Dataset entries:
------------------------------------------------
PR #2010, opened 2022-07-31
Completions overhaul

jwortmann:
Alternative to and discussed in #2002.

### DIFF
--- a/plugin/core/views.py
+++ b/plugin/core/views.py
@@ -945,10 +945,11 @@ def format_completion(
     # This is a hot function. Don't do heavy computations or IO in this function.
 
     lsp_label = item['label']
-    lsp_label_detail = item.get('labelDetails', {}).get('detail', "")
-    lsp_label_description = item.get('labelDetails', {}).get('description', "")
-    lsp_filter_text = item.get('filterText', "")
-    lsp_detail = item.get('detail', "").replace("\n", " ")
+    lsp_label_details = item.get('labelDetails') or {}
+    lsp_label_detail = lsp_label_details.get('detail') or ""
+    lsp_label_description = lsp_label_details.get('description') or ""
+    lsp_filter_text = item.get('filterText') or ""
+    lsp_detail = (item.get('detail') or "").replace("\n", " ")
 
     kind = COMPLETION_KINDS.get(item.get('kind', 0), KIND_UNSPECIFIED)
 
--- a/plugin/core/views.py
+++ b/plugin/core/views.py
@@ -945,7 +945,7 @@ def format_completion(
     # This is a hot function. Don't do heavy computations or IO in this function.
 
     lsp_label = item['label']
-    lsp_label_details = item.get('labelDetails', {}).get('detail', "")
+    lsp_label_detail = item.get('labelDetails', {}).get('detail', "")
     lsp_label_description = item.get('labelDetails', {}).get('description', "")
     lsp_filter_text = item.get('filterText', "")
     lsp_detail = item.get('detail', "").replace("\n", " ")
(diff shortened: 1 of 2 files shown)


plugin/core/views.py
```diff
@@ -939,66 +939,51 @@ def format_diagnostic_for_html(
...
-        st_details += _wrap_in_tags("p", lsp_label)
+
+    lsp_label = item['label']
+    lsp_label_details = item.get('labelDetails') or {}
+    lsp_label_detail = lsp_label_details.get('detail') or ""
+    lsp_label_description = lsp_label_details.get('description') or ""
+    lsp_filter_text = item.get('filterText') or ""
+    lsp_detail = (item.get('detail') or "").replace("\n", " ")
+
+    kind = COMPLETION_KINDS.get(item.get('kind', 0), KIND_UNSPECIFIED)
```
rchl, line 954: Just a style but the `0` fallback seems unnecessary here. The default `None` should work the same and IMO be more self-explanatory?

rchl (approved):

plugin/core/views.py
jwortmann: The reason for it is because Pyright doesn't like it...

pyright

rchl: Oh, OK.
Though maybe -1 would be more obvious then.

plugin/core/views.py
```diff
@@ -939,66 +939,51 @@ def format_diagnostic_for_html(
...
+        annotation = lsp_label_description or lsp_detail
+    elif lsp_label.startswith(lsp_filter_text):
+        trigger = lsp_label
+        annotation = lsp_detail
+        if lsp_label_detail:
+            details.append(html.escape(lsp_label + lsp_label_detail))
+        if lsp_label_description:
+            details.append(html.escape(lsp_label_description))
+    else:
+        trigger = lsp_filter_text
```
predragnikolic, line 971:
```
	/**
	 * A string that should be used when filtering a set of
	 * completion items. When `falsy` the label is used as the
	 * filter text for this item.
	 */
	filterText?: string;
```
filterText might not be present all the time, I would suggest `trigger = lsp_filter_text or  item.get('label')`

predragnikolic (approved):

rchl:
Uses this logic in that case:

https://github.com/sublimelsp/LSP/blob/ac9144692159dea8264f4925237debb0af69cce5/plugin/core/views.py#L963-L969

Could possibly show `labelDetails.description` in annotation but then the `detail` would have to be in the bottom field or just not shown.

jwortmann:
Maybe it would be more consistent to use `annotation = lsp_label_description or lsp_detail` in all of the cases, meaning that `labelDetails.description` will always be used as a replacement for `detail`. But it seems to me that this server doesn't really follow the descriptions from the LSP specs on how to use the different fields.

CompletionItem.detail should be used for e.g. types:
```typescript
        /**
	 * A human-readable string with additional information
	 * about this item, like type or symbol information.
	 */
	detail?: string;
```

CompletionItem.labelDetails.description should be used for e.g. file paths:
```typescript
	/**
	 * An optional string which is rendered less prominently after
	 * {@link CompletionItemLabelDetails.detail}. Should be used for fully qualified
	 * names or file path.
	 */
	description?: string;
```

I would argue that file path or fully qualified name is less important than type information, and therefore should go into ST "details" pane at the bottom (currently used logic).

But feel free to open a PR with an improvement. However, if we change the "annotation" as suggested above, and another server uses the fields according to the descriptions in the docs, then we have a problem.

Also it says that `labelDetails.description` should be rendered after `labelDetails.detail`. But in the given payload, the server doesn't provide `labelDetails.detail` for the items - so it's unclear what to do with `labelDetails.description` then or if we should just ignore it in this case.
------------------------------------------------
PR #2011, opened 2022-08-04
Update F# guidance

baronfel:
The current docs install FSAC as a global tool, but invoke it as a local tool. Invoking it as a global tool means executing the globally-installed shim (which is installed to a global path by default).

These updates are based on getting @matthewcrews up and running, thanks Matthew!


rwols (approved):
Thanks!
------------------------------------------------
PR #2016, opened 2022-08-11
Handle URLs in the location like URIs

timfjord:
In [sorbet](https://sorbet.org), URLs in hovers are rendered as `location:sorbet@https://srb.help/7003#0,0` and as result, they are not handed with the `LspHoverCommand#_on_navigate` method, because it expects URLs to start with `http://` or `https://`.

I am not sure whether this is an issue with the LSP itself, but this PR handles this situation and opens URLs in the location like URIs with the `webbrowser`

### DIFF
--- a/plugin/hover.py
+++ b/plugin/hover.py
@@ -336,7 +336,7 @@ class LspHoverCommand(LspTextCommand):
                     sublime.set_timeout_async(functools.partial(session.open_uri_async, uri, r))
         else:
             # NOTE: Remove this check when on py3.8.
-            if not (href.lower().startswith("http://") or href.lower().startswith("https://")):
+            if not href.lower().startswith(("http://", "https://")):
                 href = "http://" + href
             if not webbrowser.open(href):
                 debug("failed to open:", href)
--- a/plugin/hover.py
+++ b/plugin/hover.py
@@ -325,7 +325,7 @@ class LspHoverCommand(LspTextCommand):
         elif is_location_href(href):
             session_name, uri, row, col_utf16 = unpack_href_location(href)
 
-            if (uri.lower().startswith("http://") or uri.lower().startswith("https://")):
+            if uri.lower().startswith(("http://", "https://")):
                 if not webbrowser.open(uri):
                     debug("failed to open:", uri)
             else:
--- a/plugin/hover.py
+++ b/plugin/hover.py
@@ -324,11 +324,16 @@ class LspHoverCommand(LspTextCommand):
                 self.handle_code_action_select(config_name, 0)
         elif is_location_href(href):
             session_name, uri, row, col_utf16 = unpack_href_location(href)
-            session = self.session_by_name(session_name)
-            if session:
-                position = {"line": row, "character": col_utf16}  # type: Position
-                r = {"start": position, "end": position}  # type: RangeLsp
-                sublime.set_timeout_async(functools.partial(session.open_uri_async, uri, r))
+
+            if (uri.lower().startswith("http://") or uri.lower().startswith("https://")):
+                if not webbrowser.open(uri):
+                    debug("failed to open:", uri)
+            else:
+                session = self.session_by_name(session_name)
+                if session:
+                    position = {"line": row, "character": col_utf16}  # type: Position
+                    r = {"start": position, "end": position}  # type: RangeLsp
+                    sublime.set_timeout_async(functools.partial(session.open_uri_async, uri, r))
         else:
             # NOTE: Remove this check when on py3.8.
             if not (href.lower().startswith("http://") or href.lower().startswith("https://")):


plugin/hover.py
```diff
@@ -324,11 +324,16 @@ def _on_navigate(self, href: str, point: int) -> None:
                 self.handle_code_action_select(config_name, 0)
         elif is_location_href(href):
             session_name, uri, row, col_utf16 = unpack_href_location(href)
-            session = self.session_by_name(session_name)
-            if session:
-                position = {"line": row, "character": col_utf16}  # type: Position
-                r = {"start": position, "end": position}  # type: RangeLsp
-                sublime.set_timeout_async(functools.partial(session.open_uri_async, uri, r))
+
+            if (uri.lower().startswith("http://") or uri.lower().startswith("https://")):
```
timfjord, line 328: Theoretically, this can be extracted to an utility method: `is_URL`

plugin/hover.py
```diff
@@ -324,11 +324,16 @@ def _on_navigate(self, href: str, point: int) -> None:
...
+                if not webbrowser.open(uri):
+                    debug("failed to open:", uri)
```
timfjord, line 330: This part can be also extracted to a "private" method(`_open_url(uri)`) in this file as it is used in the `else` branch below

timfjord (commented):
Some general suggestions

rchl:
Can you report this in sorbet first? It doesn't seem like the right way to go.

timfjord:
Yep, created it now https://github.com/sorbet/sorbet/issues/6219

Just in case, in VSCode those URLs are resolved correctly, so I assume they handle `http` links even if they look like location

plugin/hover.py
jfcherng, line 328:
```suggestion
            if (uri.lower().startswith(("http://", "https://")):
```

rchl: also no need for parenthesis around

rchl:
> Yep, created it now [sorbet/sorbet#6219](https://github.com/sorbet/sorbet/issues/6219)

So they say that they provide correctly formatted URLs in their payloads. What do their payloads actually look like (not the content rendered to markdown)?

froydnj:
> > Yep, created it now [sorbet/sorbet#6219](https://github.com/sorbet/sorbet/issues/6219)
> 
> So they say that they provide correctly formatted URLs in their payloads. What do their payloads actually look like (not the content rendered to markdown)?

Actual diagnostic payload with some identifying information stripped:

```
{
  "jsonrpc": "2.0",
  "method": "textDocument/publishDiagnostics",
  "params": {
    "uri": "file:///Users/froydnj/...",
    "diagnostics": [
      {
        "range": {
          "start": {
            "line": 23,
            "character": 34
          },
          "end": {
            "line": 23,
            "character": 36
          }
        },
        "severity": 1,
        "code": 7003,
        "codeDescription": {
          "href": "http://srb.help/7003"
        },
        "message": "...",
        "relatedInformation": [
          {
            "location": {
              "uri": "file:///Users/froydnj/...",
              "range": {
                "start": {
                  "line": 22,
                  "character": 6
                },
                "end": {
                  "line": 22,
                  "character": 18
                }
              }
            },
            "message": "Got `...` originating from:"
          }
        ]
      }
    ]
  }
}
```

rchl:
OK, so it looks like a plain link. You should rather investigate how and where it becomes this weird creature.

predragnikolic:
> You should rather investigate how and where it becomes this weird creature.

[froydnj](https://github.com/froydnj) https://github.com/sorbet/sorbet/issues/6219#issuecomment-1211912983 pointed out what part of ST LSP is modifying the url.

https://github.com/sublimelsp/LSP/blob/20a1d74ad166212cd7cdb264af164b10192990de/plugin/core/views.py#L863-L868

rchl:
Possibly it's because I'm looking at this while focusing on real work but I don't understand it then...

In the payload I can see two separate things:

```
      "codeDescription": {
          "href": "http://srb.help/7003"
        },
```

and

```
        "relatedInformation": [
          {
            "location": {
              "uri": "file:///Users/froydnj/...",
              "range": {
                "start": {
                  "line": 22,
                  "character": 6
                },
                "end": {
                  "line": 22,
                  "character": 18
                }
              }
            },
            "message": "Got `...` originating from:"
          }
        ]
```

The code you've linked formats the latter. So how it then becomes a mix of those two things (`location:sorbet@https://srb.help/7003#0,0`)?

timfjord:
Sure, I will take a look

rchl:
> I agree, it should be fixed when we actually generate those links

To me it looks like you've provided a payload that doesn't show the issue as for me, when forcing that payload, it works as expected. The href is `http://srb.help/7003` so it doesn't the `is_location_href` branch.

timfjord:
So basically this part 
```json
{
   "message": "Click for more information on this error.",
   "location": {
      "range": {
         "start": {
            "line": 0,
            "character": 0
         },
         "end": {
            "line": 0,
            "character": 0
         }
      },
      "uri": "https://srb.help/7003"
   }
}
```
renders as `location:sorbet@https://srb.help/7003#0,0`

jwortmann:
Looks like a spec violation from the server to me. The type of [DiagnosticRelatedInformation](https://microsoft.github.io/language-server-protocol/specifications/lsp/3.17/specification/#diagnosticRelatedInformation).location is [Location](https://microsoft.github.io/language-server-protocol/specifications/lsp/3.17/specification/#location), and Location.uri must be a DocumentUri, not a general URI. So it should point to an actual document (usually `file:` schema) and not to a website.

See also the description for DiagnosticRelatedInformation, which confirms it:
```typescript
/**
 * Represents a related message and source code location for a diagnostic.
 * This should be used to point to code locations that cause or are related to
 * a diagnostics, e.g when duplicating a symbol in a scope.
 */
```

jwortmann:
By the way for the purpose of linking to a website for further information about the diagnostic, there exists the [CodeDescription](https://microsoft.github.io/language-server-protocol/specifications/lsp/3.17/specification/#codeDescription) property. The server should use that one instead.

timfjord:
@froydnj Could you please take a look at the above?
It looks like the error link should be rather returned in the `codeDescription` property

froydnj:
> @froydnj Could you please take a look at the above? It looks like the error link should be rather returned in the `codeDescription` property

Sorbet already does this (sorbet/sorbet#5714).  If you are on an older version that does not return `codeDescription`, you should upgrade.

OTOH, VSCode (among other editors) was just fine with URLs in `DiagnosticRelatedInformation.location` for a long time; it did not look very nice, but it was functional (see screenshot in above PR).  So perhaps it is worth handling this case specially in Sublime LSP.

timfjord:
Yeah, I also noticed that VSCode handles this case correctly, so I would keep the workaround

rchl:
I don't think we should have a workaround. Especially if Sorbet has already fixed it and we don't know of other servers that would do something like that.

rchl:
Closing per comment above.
------------------------------------------------
→ EXERCISE GOAL: Search the entries above for the string "froydnj". Copy each line in which it appears.

→ SOLUTION FOR THIS PROBLEM:
froydnj:
    "uri": "file:///Users/froydnj/...",
              "uri": "file:///Users/froydnj/...",
[froydnj](https://github.com/froydnj) https://github.com/sorbet/sorbet/issues/6219#issuecomment-1211912983 pointed out what part of ST LSP is modifying the url.
              "uri": "file:///Users/froydnj/...",
@froydnj Could you please take a look at the above?
froydnj:
> @froydnj Could you please take a look at the above? It looks like the error link should be rather returned in the `codeDescription` property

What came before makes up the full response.